The Good Neighbor: The Life and Work of Fred Rogers
I saw the documentary on Fred Rogers in the theater when it was out last year and I loved it, it was so wonderfully done and reminded me of many days spent watching the show as a child, I loved Make Believe Land. I picked up this biography by Maxwell King after G had read it and told me how good it was and he was right. Mr. Rogers was a fascinating man, he lived his life very much as you would think from watching the show. That’s not to say he was perfect, because he wasn’t, but he was authentic.
The most fascinating thing about his life that I didn’t know was how absolutely wealthy his family was, he came from a lot of money and it was that background that made it possible for him to do the things he did in life. He took risks and tried things because he didn’t need to earn money to pay the bills. That, along with the philanthropy of his parents, molded and shaped him into the person he became.
But the other part of his story that I really found interesting was how early he created the puppets that made up Make Believe Land. They were from his childhood and had been his friends comforting him during all the time he spent alone. And his children described them as his alter egos, he would use the voices during different situations and the kids knew what that meant, which is odd, but understandable given that they were so important to him during childhood.
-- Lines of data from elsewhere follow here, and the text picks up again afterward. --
PR #467, opened 2019-10-28
DefaultValue - check nodeDef type compatibility

fefrain:


core/record/recordExprValueConverter.js
```diff
@@ -0,0 +1,60 @@
...
+
+  return taxonUuid ? { [Node.valuePropKeys.taxonUuid]: taxonUuid } : null
+}
+
+const _valueExprToValueNodeFns = {
+  [NodeDef.nodeDefType.boolean]: _valueExprToValueBoolean,
+  [NodeDef.nodeDefType.code]: _valueExprToValueCode,
+  [NodeDef.nodeDefType.date]: (survey, record, nodeCtx, valueExpr) => valueExpr,
+  [NodeDef.nodeDefType.decimal]: (survey, record, nodeCtx, valueExpr) => R.ifElse(_isStringOrNumber, Number, R.always(null))(valueExpr),
+  [NodeDef.nodeDefType.integer]: (survey, record, nodeCtx, valueExpr) => R.ifElse(_isStringOrNumber, Number, R.always(null))(valueExpr),
```
minotogna: - you can create a function ```_toPrimitive = (value, Type=String) =>  R.is(String, value) || R.is(Number, value) ? Type(value) : null``` to be used in text, integer, decimal , and instead of _valueExprToCode
- is it ok to return NaN for integer and decimal?

core/record/recordExprValueConverter.js
```diff
@@ -0,0 +1,60 @@
...
+import * as Survey from '@core/survey/survey'
+import * as NodeDef from '@core/survey/nodeDef'
+import * as Record from '@core/record/record'
+import * as Node from '@core/record/node'
+
+const _valueExprToValueBoolean = (survey, record, nodeCtx, valueExpr) =>
+  R.is(String, valueExpr) && R.includes(valueExpr, ['true', 'false'])
+    ? valueExpr
+    : null
+
```
minotogna: is it possible that the expression returns a boolean and not a string?

core/record/recordExprValueConverter.js
fefrain: good idea

core/record/recordExprValueConverter.js
fefrain: it can be, right

core/record/recordExprValueConverter.js
```diff
@@ -0,0 +1,62 @@
...
+import * as Node from '@core/record/node'
+
+const _valueExprToValueBoolean = (survey, record, nodeCtx, valueExpr) =>
+  R.is(Boolean, valueExpr)
+    ? valueExpr
+    : R.is(String, valueExpr) && R.includes(valueExpr, ['true', 'false'])
+    ? valueExpr
+    : null
+
+const _isStringOrNumber = val => R.is(String, val) || R.is(Number, val)
```
minotogna: why having this function where it's used only by ```toPrimitive```?

core/record/recordExprValueConverter.js
```diff
@@ -0,0 +1,62 @@
...
+  [NodeDef.nodeDefType.boolean]: _valueExprToValueBoolean,
+  [NodeDef.nodeDefType.code]: _valueExprToValueCode,
+  [NodeDef.nodeDefType.date]: (survey, record, nodeCtx, valueExpr) => valueExpr,
+  [NodeDef.nodeDefType.decimal]: (survey, record, nodeCtx, valueExpr) => _toPrimitive(valueExpr, Number),
+  [NodeDef.nodeDefType.integer]: (survey, record, nodeCtx, valueExpr) => _toPrimitive(valueExpr, Number),
+  [NodeDef.nodeDefType.taxon]: _valueExprToValueTaxon,
+  [NodeDef.nodeDefType.text]: (survey, record, nodeCtx, valueExpr) => _toPrimitive(valueExpr, String),
+  [NodeDef.nodeDefType.time]: (survey, record, nodeCtx, valueExpr) => valueExpr,
+}
+
```
minotogna: can method names be _toBoolean, _toCode, etc...?

core/record/recordExprValueConverter.js
```diff
@@ -0,0 +1,62 @@
...
+export const valueExprToValueNode = (survey, record, nodeCtx, valueExpr) => {
```
minotogna: method name can be toNodeValue. the object itself is called RecordExprValueConverter, so when you invoke ```RecordExprValueConverter.toNodeValue``` is enough

core/record/recordExprValueConverter.js
fefrain: I'll remove it

core/record/recordExprValueConverter.js
fefrain: ok

core/record/recordExprValueConverter.js
fefrain: right

core/record/recordExprParser.js
```diff
@@ -78,18 +79,27 @@ const bindNode = (survey, record, node) => {
...
+const evalApplicableExpressions = async (survey, record, node, expressions, stopAtFirstFound = false, convertToNodeValues = false) => {
   const applicableExpressions = await _getApplicableExpressions(survey, record, node, expressions, stopAtFirstFound)
 
   return await Promise.all(
-    applicableExpressions.map(async expression => ({
+    applicableExpressions.map(async expression => {
+      const valueEval = await evalNodeQuery(survey, record, node, NodeDefExpression.getExpression(expression))
+      const value =
+        convertToNodeValues
+          ? R.isNil(valueEval) || R.isEmpty(valueEval)
```
eliask: These nested ternary operators feels quite confusing. I would hope that there's a clearer way to express the same logic.
At least I've never seen anyone use them like this before. Maybe sometimes It's nested like `a ? b : c ? d : e` but never ` a ? b ? c : d : e` (though even the latter is not ideal in my books, at least not without parentheses)

eliask: I wonder if `convertToNodeValues` could be made non-conditional, i.e. to always convert or not to convert? I'm not fully clear on the logic yet, but if it were always done in one way then the overall complexity would decrease a little bit.

fefrain: I'll try to make it more readable. It's used in different places and the conversion is not always needed, so we should continue to specify  `convertToNodeValues`.

eliask: But is the change idempotent? It would simplify things in general to omit conditionals in these kinds of cases if there's no functional difference.

It might be a bit of extra work to do, but if there's no difference in the perceptible speed, I think it would be a good tradeoff.

fefrain: ok, I'll move the conversion where it's needed and remove the condition check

Finally the high standards he held himself and his staff and crew to were amazing. It took hours and hours to write a script for one episode, consulting with a child education expert along the way, and it shows. Mr. Rogers understood children in a way most adults don’t and the adoration those kids felt for him, the genuine reaction adults had to him if they met him after growing up with him, that’s amazing. His legacy is a long one and I only hope that in some way kids today get to experience the magic of spending a half hour with him.